Громыхнуло вверху, будто короткий удар грома, потом еще раз и еще. Щурясь, прижимаемся к стенкам траншеи. Слышно, как осколки тарабанят по железной кровле церкви. Три кучерявых тучки зависли в небе: одна над линией обороны, левее от нас, другие немного позади, почти над церковью.
— Пристреливаются, — вздыхает Пахуцкий, — сейчас по нам ударят.

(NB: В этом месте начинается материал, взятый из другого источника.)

PR #647, opened 2020-11-05
Propagation cleanup

ansoncfit:
We implemented support for pickup-delay modifications in https://github.com/conveyal/r5/pull/537, using a couple phases of work. My commits through `2c8a110` focused on on-demand `BICYCLE_RENT`. Subsequent commits were focused on enabling `CAR` with options to specify service between certain "stop" polygons and "zone" polygons.

This PR harmonizes the approaches and addresses a number of outstanding tasks:
* https://github.com/conveyal/r5/commit/e8d5e7d0e4e4999353b0bf8121ddcd474faffe07 includes clarifying comments and a no-op refactor for clarity
* https://github.com/conveyal/r5/commit/aadb689faf9aac0623650ac95b2b5943fe6ac5fa applies `defaultWait` values specified in PickupDelay modifications
* https://github.com/conveyal/r5/commit/aadb689faf9aac0623650ac95b2b5943fe6ac5fa moves tracking of egress stop delays from LinkedPointSet to EgressCostTable, as suggested in a TODO. It also deletes comments about `BICYCLE_RENT` vs. `BICYCLE`. PickupDelay modifications now include a streetMode field, and we should just assume users intend to apply the delays in the modification if it is active in their scenario and its streetMode matches the requested streetMode.
* https://github.com/conveyal/r5/commit/4cd82b15691114989622def03023f7e0f0a23760 is a larger refactor addressing a couple of optimizations previously suggested in TODOs, moving egress stop/area "filtering" and "transforming" (i.e. addition of wait time delays) to shared methods that work for both `BICYCLE` and `CAR`.

### DIFF
--- a/src/main/java/com/conveyal/r5/streets/EgressCostTable.java
+++ b/src/main/java/com/conveyal/r5/streets/EgressCostTable.java
@@ -293,8 +293,10 @@ public class EgressCostTable implements Serializable {
                 // values with any stop-specific values.
                 if (egressStopDelaysSeconds != null) {
                     PickupWaitTimes.EgressService egressService = pickupWaitTimes.getEgressService(stopIndex);
-                    egressArea = egressService.serviceArea;
-                    egressStopDelaysSeconds[stopIndex] = egressService.waitTimeSeconds;
+                    if (egressService != null) {
+                        egressArea = egressService.serviceArea;
+                        egressStopDelaysSeconds[stopIndex] = egressService.waitTimeSeconds;
+                    }
                 }
 
                 if (streetMode == StreetMode.BICYCLE) {
--- a/src/main/java/com/conveyal/r5/streets/EgressCostTable.java
+++ b/src/main/java/com/conveyal/r5/streets/EgressCostTable.java
@@ -302,7 +302,7 @@ public class EgressCostTable implements Serializable {
                     sr.distanceLimitMeters = linkingDistanceLimitMeters;
                     sr.quantityToMinimize = linkageCostUnit;
                     sr.route();
-                    return linkedPointSet.extendDistanceTableToPoints(sr.getReachedVertices(), envelopeAroundStop);
+                    return linkedPointSet.extendCostsToPoints(sr, envelopeAroundStop, egressArea);
                 } else if (streetMode == StreetMode.CAR) {
                     // The speeds for Walk and Bicycle can be specified in an analysis request, so it makes sense above to
                     // store distances and apply the requested speed. In contrast, car speeds vary by link and cannot be
@@ -311,28 +311,7 @@ public class EgressCostTable implements Serializable {
                     sr.timeLimitSeconds = CAR_TIME_LINKING_LIMIT_SECONDS;
                     sr.quantityToMinimize = linkageCostUnit;
                     sr.route();
-                    // TODO optimization: We probably shouldn't evaluate at every point in this LinkedPointSet in case
-                    //      it's much bigger than the driving radius.
-                    PointSetTimes driveTimesToAllPoints = linkedPointSet.eval(
-                            sr::getTravelTimeToVertex,
-                            null,
-                            LinkedPointSet.OFF_STREET_SPEED_MILLIMETERS_PER_SECOND,
-                            null
-                    );
-                    // TODO optimization: should we make spatial index visit() method public to avoid copying results?
-                    TIntList packedDriveTimes = new TIntArrayList();
-                    for (int p = 0; p < driveTimesToAllPoints.size(); p++) {
-                        int driveTimeToPoint = driveTimesToAllPoints.getTravelTimeToPoint(p);
-                        if (driveTimeToPoint != Integer.MAX_VALUE) {
-                            packedDriveTimes.add(p);
-                            packedDriveTimes.add(driveTimeToPoint);
-                        }
-                    }
-                    if (packedDriveTimes.isEmpty()) {
-                        return null;
-                    } else {
-                        return packedDriveTimes.toArray();
-                    }
+                    return linkedPointSet.extendCostsToPoints(sr, envelopeAroundStop, egressArea);
                 } else {
                     throw new UnsupportedOperationException("Tried to link a pointset with an unsupported street mode");
                 }
@@ -340,45 +319,6 @@ public class EgressCostTable implements Serializable {
         }).collect(Collectors.toList());
         computeCounter.done();
         copyCounter.done();
-
-        // Now that we have a full set of tables, filter and transform them to reflect on-demand egress service.
-        // TODO optimization: we could return null immediately above for all stops not served by the on-demand egress:
-        // if (onDemandEgressService != null && ! onDemandEgressService.allows(stopIndex)) return null;
-        // We could also integrate the geographic filtering into that same loop and extendDistanceTableToPoints.
-        // In fact this is a major optimization since building car tables is very slow, and we might only need a few.
-        StreetLayer streetLayer = transitLayer.parentNetwork.streetLayer;
-        PickupWaitTimes pickupWaitTimes = streetLayer.pickupWaitTimes;
-        if (pickupWaitTimes != null && pickupWaitTimes.streetMode == streetMode) {
-            if (streetMode != StreetMode.CAR) {
-                // FIXME only cars have egress cost tables in seconds. Others will need a constant time offset field.
-                throw new RuntimeException("Only car egress tables can have a baked in time delay.");
-            }
-            for (int s = 0; s < stopToPointLinkageCostTables.size(); s++) {
-                PickupWaitTimes.EgressService egressService = pickupWaitTimes.getEgressService(s);
-                if (egressService == null || egressService.waitTimeSeconds < 0) {
-                    stopToPointLinkageCostTables.set(s, null);
-                    continue;
-                }
-                int[] costs = stopToPointLinkageCostTables.get(s);
-                TIntList filteredCosts = new TIntArrayList();
-                for (int i = 0; i < costs.length; i += 2) {
-                    int point = costs[i];
-                    int cost = costs[i + 1];
-                    // TODO normalize variable names (to costs?), these are not just times they may be distances.
-                    // TODO linkedPointSet.pointSet.getPointsInGeometry(), and pointInsideGeometry? default defs.
-                    double lat = linkedPointSet.pointSet.getLat(point);
-                    double lon = linkedPointSet.pointSet.getLon(point);
-                    if (GeometryUtils.containsPoint(egressService.serviceArea, lon, lat)) {
-                        filteredCosts.add(point);
-                        filteredCosts.add(cost + egressService.waitTimeSeconds);
-                    }
-                }
-                // null represents an empty array, which we presume may be more efficiently serializable than lots of
-                // references to a single empty array instance.
-                int[] filteredCostsArray = filteredCosts.isEmpty() ? null : filteredCosts.toArray();
-                stopToPointLinkageCostTables.set(s, filteredCostsArray);
-            }
-        }
     }
 
     /**
--- a/src/main/java/com/conveyal/r5/streets/EgressCostTable.java
+++ b/src/main/java/com/conveyal/r5/streets/EgressCostTable.java
@@ -313,7 +313,10 @@ public class EgressCostTable implements Serializable {
                 }
                 sr.quantityToMinimize = linkageCostUnit;
                 sr.route();
-                return linkedPointSet.extendCostsToPoints(sr, envelopeAroundStop, egressArea);
+                return linkedPointSet.extendCostsToPoints(sr.getReachedVertices()::get,
+                        sr.quantityToMinimize,
+                        envelopeAroundStop,
+                        egressArea);
             }
         }).collect(Collectors.toList());
         computeCounter.done();
--- a/src/main/java/com/conveyal/r5/streets/EgressCostTable.java
+++ b/src/main/java/com/conveyal/r5/streets/EgressCostTable.java
@@ -324,11 +324,12 @@ public class EgressCostTable implements Serializable {
      * Private constructor used by factory methods or other constructors to allow fields to be immutable.
      */
     private EgressCostTable (LinkedPointSet linkedPointSet,
-                            StreetRouter.State.RoutingVariable linkageCostUnit,
+                            EgressCostTable superCostTable,
                             List<int[]> stopToPointLinkageCostTables) {
         this.linkedPointSet = linkedPointSet;
-        this.linkageCostUnit = linkageCostUnit;
+        this.linkageCostUnit = superCostTable.linkageCostUnit;
         this.stopToPointLinkageCostTables = stopToPointLinkageCostTables;
+        this.egressStopDelaysSeconds = superCostTable.egressStopDelaysSeconds;
     }
 
     /**
@@ -384,7 +385,7 @@ public class EgressCostTable implements Serializable {
                 })
                 .collect(Collectors.toList());
 
-        return new EgressCostTable(subLinkage, superCostTable.linkageCostUnit, stopToPointLinkageCostTables);
+        return new EgressCostTable(subLinkage, superCostTable, stopToPointLinkageCostTables);
     }
 
     /**
--- a/src/main/java/com/conveyal/r5/streets/EgressCostTable.java
+++ b/src/main/java/com/conveyal/r5/streets/EgressCostTable.java
@@ -135,18 +135,19 @@ public class EgressCostTable implements Serializable {
                 : baseLinkage.getEgressCostTable(progressListener);
 
         this.linkedPointSet = linkedPointSet;
+        final StreetMode streetMode = linkedPointSet.streetMode;
 
         TransitLayer transitLayer = linkedPointSet.streetLayer.parentNetwork.transitLayer;
         int nStops = transitLayer.getStopCount();
         StreetLayer streetLayer = transitLayer.parentNetwork.streetLayer;
         PickupWaitTimes pickupWaitTimes = streetLayer.pickupWaitTimes;
 
-        if (pickupWaitTimes != null && linkedPointSet.streetMode == pickupWaitTimes.streetMode) {
+        if (pickupWaitTimes != null && streetMode == pickupWaitTimes.streetMode) {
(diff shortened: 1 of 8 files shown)


src/main/java/com/conveyal/r5/streets/LinkedPointSet.java
```diff
@@ -497,36 +520,88 @@ public PointSetTimes eval (
...
+    }
+
+    /**
+     * Given accumulated time to reach vertices, add the remaining time needed to reach a point that is linked to
+     * an edge. This remaining time consists of a time traversing part of the edge (at onStreetSpeed), plus a
+     * time needed to travel the perpendicular distance (at offStreetSpeed) from the split point to the final point.
+     *
+     * @return minimum time needed to reach point, or Integer.MAX_VALUE if point is not reachable.
+     */
+    private int timeToPoint(int time0, int time1, int onStreetSpeed, int offStreetSpeed, int pointIndex) {
```
abyrd, line 594: The Javadoc should ideally say what time0 and time1 are, and what the units of speed are.

src/main/java/com/conveyal/r5/streets/LinkedPointSet.java
```diff
@@ -497,36 +520,88 @@ public PointSetTimes eval (
...
+                return true; // Point is outside supplied area, continue to next iteration.
             }
-            if (distanceTableToVertices.containsKey(edge.getToVertex())) {
-                t2 = distanceTableToVertices.get(edge.getToVertex()) + distances1_mm[p] + distancesToEdge_mm[p];
+
+            edge.seek(edges[p]);
+
+            int cost = Integer.MAX_VALUE;
+
+            if (routingVariable == RoutingVariable.DISTANCE_MILLIMETERS) {
```
abyrd, line 532: I see that the distance to point map is being generalized to a cost to point map, introducing different code paths for distance and duration. I'm still trying to contrast with how we handled this dichotomy before. This is a section I'd like to discuss.

src/main/java/com/conveyal/r5/streets/LinkedPointSet.java
```diff
@@ -479,14 +470,46 @@ public PointSetTimes eval (
...
+     * This is a pure function i.e. it has no side effects on the state of the LinkedPointSet instance.
+     *
+     * @param sr results of an on-street search from the transit stop
+     * @param distanceTableZone the envelope in FIXED POINT DEGREES within which we want to find all points.
+     * @param egressArea area served by on-demand service from this stop. If null, there are no restrictions on which
+     *                  points can be reached in the egress leg from this stop.
+     * @return A packed array of (pointIndex, cost), or null if there are no reachable points. Cost units match
+     * supplied sr.routingVariable
+     */
+    public int[] extendCostsToPoints(StreetRouter sr, Envelope distanceTableZone, Geometry egressArea) {
```
abyrd, line 500: The Envelope is still called "distanceTableZone" even though everything has been changed to "cost".

src/main/java/com/conveyal/r5/streets/LinkedPointSet.java
```diff
@@ -497,36 +520,88 @@ public PointSetTimes eval (
...
+            edge.seek(edges[p]);
+
+            int cost = Integer.MAX_VALUE;
+
+            if (routingVariable == RoutingVariable.DISTANCE_MILLIMETERS) {
+                cost = distanceToPoint(costTableToVertices, edge, p);
+            } else if (routingVariable == RoutingVariable.DURATION_SECONDS) {
+                int time0 = costTableToVertices.get(edge.getFromVertex());
+                int time1 = costTableToVertices.get(edge.getFromVertex());
+                if (time0 == 0 && time1 == 0) {
```
abyrd, line 537: These zeros as default values seem risky. Is this default value being used anywhere else?

abyrd (commented):
I have read this through but am finding the full set of changes somewhat hard to follow. I think it would be beneficial to work through it together during our work session.

src/main/java/com/conveyal/r5/streets/LinkedPointSet.java
```diff
@@ -497,36 +520,88 @@ public PointSetTimes eval (
...
+
+            edge.seek(edges[p]);
+
+            int cost = Integer.MAX_VALUE;
+
+            if (routingVariable == RoutingVariable.DISTANCE_MILLIMETERS) {
+                cost = distanceToPoint(costTableToVertices, edge, p);
+            } else if (routingVariable == RoutingVariable.DURATION_SECONDS) {
+                int time0 = costTableToVertices.get(edge.getFromVertex());
+                int time1 = costTableToVertices.get(edge.getFromVertex());
```
abyrd, line 536: This second one should be `edge.getToVertex()`

src/main/java/com/conveyal/r5/streets/LinkedPointSet.java
ansoncfit: I agree the 0 special values are risky. See comment below on setting `Integer.MAX_INTEGER` as the `noEntryValue` in the street router. But as you note, we need to check that changing the `noEntryValue` doesn't have unintended side effects elsewhere.

src/main/java/com/conveyal/r5/streets/LinkedPointSet.java
```diff
@@ -497,36 +520,88 @@ public PointSetTimes eval (
...
+                int onStreetSpeed = (int) edge.getCarSpeedMetersPerSecond() * 1000;
+                cost = timeToPoint(time0, time1, onStreetSpeed, OFF_STREET_SPEED_MILLIMETERS_PER_SECOND, p);
             }
-            int t = Math.min(t1, t2);
-            if (t != Integer.MAX_VALUE) {
-                if (t < distanceToPoint.get(p)) {
-                    distanceToPoint.put(p, t);
+
+            if (cost != Integer.MAX_VALUE) {
+                if (cost < costToPoint.get(p)) { // When is this false?
```
abyrd, line 546: Response posted in Slack: The method initializes distanceToPoint to an empty int-int map, then iterates over all the points in the envelope and saves one distance to each point in the map, keyed on the point number p. It does look like this conditional could only ever be hit once for a given value of p, and the default value before we write to the map is the max integer, so yes I think it would always be true. It looks like maybe the method was adapted from a pre-existing method that iterated over many candidates and kept the best one. The loop that associates the points with edges would work that way.

src/main/java/com/conveyal/r5/streets/LinkedPointSet.java
abyrd: Additional explanation from @ansoncfit: this zero-check is new and was not in pre-existing code. It's an optimization in response to the observation in a comment that `We probably shouldn't evaluate at every point in this LinkedPointSet in case it's much bigger than the driving radius`. Here we still do iterate over every point, but short circuit fast on unreachable points.

src/main/java/com/conveyal/r5/streets/LinkedPointSet.java
```diff
@@ -479,14 +470,46 @@ public PointSetTimes eval (
...
+     *
+     * @param sr results of an on-street search from the transit stop
+     * @param distanceTableZone the envelope in FIXED POINT DEGREES within which we want to find all points.
+     * @param egressArea area served by on-demand service from this stop. If null, there are no restrictions on which
+     *                  points can be reached in the egress leg from this stop.
+     * @return A packed array of (pointIndex, cost), or null if there are no reachable points. Cost units match
+     * supplied sr.routingVariable
+     */
+    public int[] extendCostsToPoints(StreetRouter sr, Envelope distanceTableZone, Geometry egressArea) {
+        return extendCostsToPoints(sr.getReachedVertices(),
```
abyrd, line 501: `TIntIntMap costTableToVertices` depends heavily on having a default value of zero for missing entries. This is not documented in the Javadoc. This does happen to be a characteristic of the map returned by `sr.getReachedVertices()`, but `sr.getTravelTimeToVertex()` inconsistently returns MAX_INT for unreachable vertices. The latter function is used in `LinkedPointSet.eval()`, which therefore has to include an extra check for MAX_INT before passing any values down into timeToPoint.

src/main/java/com/conveyal/r5/streets/LinkedPointSet.java
abyrd: Additional info from @ansoncfit: this is due to factoring out some repetitive code dealing with creating packed cost/distance arrays that appeared in several places. The two cases were apparently handled in separate copies of similar code before the refactoring in this PR.

src/main/java/com/conveyal/r5/streets/LinkedPointSet.java
ansoncfit: Could `getTravelTimesToVertex` be used instead of `sr.getReachedVertices()`? One caution -- the former calls `getStateAtVertex()`, which has javadoc stating "NB this should not be used for propagating to samples, as you need to apply turn costs/restrictions during propagation."

abyrd: I see, getReachedVertices is iterating over all the edges and letting edges leading into the same vertex compete with each other (since our states are actually at the end of edges). But getStateAtVertex (via getTravelTimeToVertex) is doing the same thing.

I don't see how LinkedPointSet#eval() could be handling turn restrictions when propagating. It is only looking at one travel time per vertex, the lowest one. We need to decide whether imposing turn restrictions and costs on the final turn is important enough to justify making the propagation more complex and slow, because even the current approach does not seem to apply them.

src/main/java/com/conveyal/r5/streets/EgressCostTable.java
```diff
@@ -99,6 +99,14 @@
...
     private transient List<TIntIntMap> pointToStopLinkageCostTables;
 
+    /**
+     * For each transit stop, extra seconds to wait due to a pickup delay modification (e.g. for autonomous vehicle,
+     * scooter pickup, etc.). We track this separately so the egress time limit can exclude waiting time.
+     *
+     * Should remain null if there is not a pickup delay modification applied for this streetmode.
+     */
+    public int[] egressStopDelaysSeconds;
+
```
ansoncfit, line 109: Moved from LinkedPointSet

src/main/java/com/conveyal/r5/streets/EgressCostTable.java
```diff
@@ -127,8 +135,19 @@ public EgressCostTable (LinkedPointSet linkedPointSet, ProgressListener progress
                 : baseLinkage.getEgressCostTable(progressListener);
 
         this.linkedPointSet = linkedPointSet;
+        final StreetMode streetMode = linkedPointSet.streetMode;
+
+        TransitLayer transitLayer = linkedPointSet.streetLayer.parentNetwork.transitLayer;
+        int nStops = transitLayer.getStopCount();
```
ansoncfit, line 141: Re-ordered (were further down, but now needed up here for egressStopDelays)

src/main/java/com/conveyal/r5/streets/EgressCostTable.java
```diff
@@ -269,96 +307,38 @@ public EgressCostTable (LinkedPointSet linkedPointSet, ProgressListener progress
...
-                    );
-                    // TODO optimization: should we make spatial index visit() method public to avoid copying results?
-                    TIntList packedDriveTimes = new TIntArrayList();
-                    for (int p = 0; p < driveTimesToAllPoints.size(); p++) {
-                        int driveTimeToPoint = driveTimesToAllPoints.getTravelTimeToPoint(p);
-                        if (driveTimeToPoint != Integer.MAX_VALUE) {
-                            packedDriveTimes.add(p);
-                            packedDriveTimes.add(driveTimeToPoint);
-                        }
-                    }
```
ansoncfit, line 299: Consolidated in linkedPointSet.extendCostsToPoints (around https://github.com/conveyal/r5/pull/647/files#diff-dd60435552e26291d0b9b9a9ad8bfa02c92db82d5217698bc03f98665b96eebdR537)

src/main/java/com/conveyal/r5/streets/EgressCostTable.java
```diff
@@ -269,96 +307,38 @@ public EgressCostTable (LinkedPointSet linkedPointSet, ProgressListener progress
...
-                for (int i = 0; i < costs.length; i += 2) {
-                    int point = costs[i];
-                    int cost = costs[i + 1];
-                    // TODO normalize variable names (to costs?), these are not just times they may be distances.
-                    // TODO linkedPointSet.pointSet.getPointsInGeometry(), and pointInsideGeometry? default defs.
-                    double lat = linkedPointSet.pointSet.getLat(point);
-                    double lon = linkedPointSet.pointSet.getLon(point);
-                    if (GeometryUtils.containsPoint(egressService.serviceArea, lon, lat)) {
-                        filteredCosts.add(point);
-                        filteredCosts.add(cost + egressService.waitTimeSeconds);
```
ansoncfit, line 342: Consolidated in linkedPointSet.extendCostsToPoints (around https://github.com/conveyal/r5/pull/647/files#diff-dd60435552e26291d0b9b9a9ad8bfa02c92db82d5217698bc03f98665b96eebdR537)

src/main/java/com/conveyal/r5/streets/LinkedPointSet.java
```diff
@@ -477,56 +459,139 @@ public PointSetTimes eval (
...
+            } else if (routingVariable == RoutingVariable.DURATION_SECONDS) {
+                // The routing variable is seconds only if we're doing a car search, so look up the car speed on the
+                // linked edge.
+                int onStreetSpeed = (int) (edge.getCarSpeedMetersPerSecond() * 1000);
+                cost = timeToPoint(costToVertex, edge, p, onStreetSpeed);
             }
-            int t = Math.min(t1, t2);
-            if (t != Integer.MAX_VALUE) {
-                if (t < distanceToPoint.get(p)) {
-                    distanceToPoint.put(p, t);
```
ansoncfit, line 513: Surrounding code factored out into consolidated `distanceToPoint` method

src/main/java/com/conveyal/r5/streets/LinkedPointSet.java
```diff
@@ -387,87 +382,74 @@ public int size () {
...
-            if (time1 != Integer.MAX_VALUE) {
-                time1 += distances1_mm[i] / onStreetSpeed + offstreetTime;
+                travelTimes[i] = // origin.distanceToEdge_mm / offStreetSpeed + TODO origin to origin split point
+                                onStreetDistance_mm / onStreetSpeed + // along street
+                                distancesToEdge_mm[i] / offStreetSpeed; // from destination split point to destination
+            } else {
+                travelTimes[i] = timeToPoint(timeToVertex, edge, i, onStreetSpeed);
             }
-
-            travelTimes[i] = time0 < time1 ? time0 : time1;
```
ansoncfit, line 470: Surrounding code factored out into consolidated `timeToPoint` method

ansoncfit:
I've added some in-line comments that should facilitate the next round of review.

We've already discussed a few of the optimizations. Recent testing on staging confirms some expected speedups.

To summarize a few of the other changes, there are multiple cases where times/distances need to be extended from vertices to points:
- finding times directly to destinations without transit (using pointset.eval() with the results of a street router search)
- finding times during egress propagation for:
  - car, using freshly calculated times to vertices
  - bike, using freshly calculated distances to vertices
  - walk, using pre-saved distance tables

Prior to this PR, certain logic was inconsistent or repeated (e.g. packing arrays, checking for overflow, choosing the minimum travel time from two vertex options at the destination edge). Refactors in this PR attempt to clarify and consolidate the logic with a few shared functions:

```
direct ---------- eval() ------------ timeToPoint()
                                     /
        car -- extendCostsToPoints()
       /
egress -- bike -- extendCostsToPoints() ---- distanceToPoint()
       \                                     /
        walk -- extendDistanceTableToPoints() 

```

src/main/java/com/conveyal/r5/streets/StreetRouter.java
```diff
@@ -229,7 +231,7 @@ public TIntIntMap getReachedStops() {
      * objective variable for the optimal path to that vertex.
      */
     public TIntIntMap getReachedVertices () {
-        TIntIntMap result = new TIntIntHashMap();
+        TIntIntMap result = new TIntIntHashMap(DEFAULT_CAPACITY, DEFAULT_LOAD_FACTOR, -1, Integer.MAX_VALUE);
```
abyrd, line 234: Javadoc for this method should mention that the returned map has a noEntryValue of Integer.MAX_VALUE and a noEntryKey of -1 independent of the objective variable.

As I was auditing the code, this constructor threw me off for a while because I misinterpreted the -1 as the noEntryValue, but it's actually the noEntryKey. I didn't expect Trove to have a configurable noEntryKey, and don't really understand why. Although -1 does seem more appropriate than zero, even after digging into the Trove source code I don't quite understand whether there are any side effects to setting noEntryKey to -1. 

Taking a step back, maybe a more robust solution would be for this method to return a more clearly defined type than TIntIntMap, such as CostToVertexFunction (which has Javadoc unambiguously stating that MAX_VALUE always means unreachable). Then TransitLayer#stopToVertexDistanceTables could also be more strongly typed as a List<CostToVertexFunction>, or better yet an even more strongly typed List<DistanceToVertex>, where DistanceToVertex extends CostToVertexFunction but doesn't add anything other than a method returning a RoutingVariable of DISTANCE_MILLIMETERS. Contrary to the TODO comment on CostToVertexFunction I don't think we'd want to wrap CostToVertexFunction to achieve this, but instead make it an abstract class with two subclasses (one returning DISTANCE_MILLIMETERS and the other DURATION_SECONDS from a getRoutingVariable method). CostToVertexFunction could even be made less functional, given a name like CostToVertex (or CostToVertexTable) and extend or contain a TIntIntMap, so StreetRouter or anything else could just directly instantiate a CostToVertex and add values to it, making it impossible to misconfigure any maps with wrong noEntryValues.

— Наденьте каски! — кричу автоматчикам.
Губа нехотя берет свою, которая лежала возле ног на соломе. Он в ней похож на большой гриб, потому и носит каску больше в руке, чем на голове.
Комбат в сопровождении Покрищака и ординарца спешит, видно, на КП. Проходя мимо, бросил:
— За той межой следите! Видите, какой бурьянище! Можно незаметно к вам подобраться. — Сделав два шага, обернулся: — Стародуб, ты что-то здесь засиделся. О своих обязанностях забываешь. А ну, марш в штаб!

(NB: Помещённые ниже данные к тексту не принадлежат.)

PR #648, opened 2020-11-06
Turn groups into a string

trevorgerhardt:


abyrd:
We intentionally converted the group from a string to a set of strings to allow user membership in multiple groups. Are we no longer planning to do that? This is part of the wider discussion on permissions management.

trevorgerhardt:
I understand that this is very much related to ongoing discussions we are having on other subjects. That being said...

I believe we prematurely converted the `accessGroup` to a `Set`. It didn't affect anything when we initially did it because it was only being used in the Java class related to authentication and never getting stored. The newest model, `Event`, stores `accessGroup`s in an array deviating from the common model shared by all other database models. 

We shouldn't be in limbo. We should either 

1) Merge this PR to convert `Event` to use `accessGroup`. Migrate stored `Event`s to share the same structure as other models. 
2) Convert all other Models to use an `accessGroup` array and migrate all other stored objects to use the same structure.

Because we have no solid plan for using multiple `accessGroup`s at the moment. I believe we should do #1 and plan out the changes ahead of using the new structure.

trevorgerhardt:
Btw, I didn't add a description initially because this was PR done in haste and mainly meant to be a discussion to be resolved, not something that was urgent. Thanks for getting the ball rolling! @abyrd

abyrd:
Ah, I just now saw the reference over at https://github.com/conveyal/r5/pull/646#discussion_r518558604. The motivation for the change now makes perfect sense - the fact that they are saved in the database in events, whose groups field differs from every other document. But without a description I didn't catch this reason. I just saw the newly created PR from Github notifications.

abyrd (approved):
Looks correct to me and build passes, any problems should be immediately visible in development and testing.

PR #651, opened 2020-11-10
Vector tiles

abyrd:
This is a basic proof of concept creating Mapbox vector tiles. Several more steps are needed for this to be production ready, some of which are described in the Javadoc in the PR. Notably we should improve the spatial indexing and integrate it with any indexing already in the gtfs-lib / gtfs-api code.

The PR also includes an endpoint that can be adapted to proxy requests from the UI to a worker on a given network, which could be used to fetch debug tiles from a worker.

Together these two endpoints should allow visualizing all the OSM and GTFS data being used in a particular network, or just visualizing the routes in an uploaded GTFS feed.

There is simple Mapbox GLJS 2 client code included in `src/main/resources/vector-client`.


ansoncfit (commented):
Test LODES fetch before merging.

build.gradle
```diff
@@ -230,12 +232,12 @@ dependencies {
...
-    implementation 'com.google.protobuf:protobuf-java:2.6.1'
+    // Google Protocol Buffers are used in decoding OSM data and seamless census data (in Geobuf format).
+    // implementation 'com.google.protobuf:protobuf-java:3.13.0'
 
-    // OSM PBF format support. Transitive dependency on Protobuf 3.4.0.
-    // TODO investigate any conflict with above
-    implementation 'org.openstreetmap.osmosis:osmosis-osm-binary:0.45'
+    // OSM PBF format support. Transitive dependency on Protobuf 3.12.2,
+    // align with mapbox-vecor-tile and geobuf generated classes
+    implementation 'org.openstreetmap.osmosis:osmosis-osm-binary:0.48.3'
```
ansoncfit, line 240: To summarize: seamless census was depending on 2.6.1 via this import and osmosis was pulling in 3.4.0; now the single 3.12.2 version (compatible with mapbox-vector-tile and geobuf) is used via transitive dependency from osmosis.

ansoncfit (approved):
Tested LODES import on staging, worked well.

ansoncfit (approved):

abyrd:
This exposes a new endpoint that could have performance implications for the backend if used heavily. However that endpoint is authenticated, and would only realistically be hit if we add functionality to our UI. We plan to do that gradually, starting with the bundle editor tab, so we can evaluate the performance effects before expanding usage.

Иду по траншее. Через огород от нас ходом сообщения стоит старенькая рига. Под ее прикрытием попадаем во двор, что напротив церкви. Там ты уже недосягаем.
Впритык возле нас — первая рота. Непосредственный сосед — отделение взвода Можухина, бывшего моего командира. Его перевели к автоматчикам. После боя под Бариловом. Но офицера в его взводе нет давно — и командует Можухин. Командует, видно, неплохо. У него дисциплина, говорят, дай бог.
А мне и говорить не нужно: сам побывал под его властью. Еще до сих пор слышится: «Рядовой Стародуб, за полную расхлябанность…» И лепит один или два внеочередных наряда. Смотрю: у него даже стены окопов ограждены решетками или досками. А блиндаж — как дзот, аккуратный, крепкий, надежный.
— Где ваш взводный? — спрашиваю у автоматчиков, но ответа уже не слышу.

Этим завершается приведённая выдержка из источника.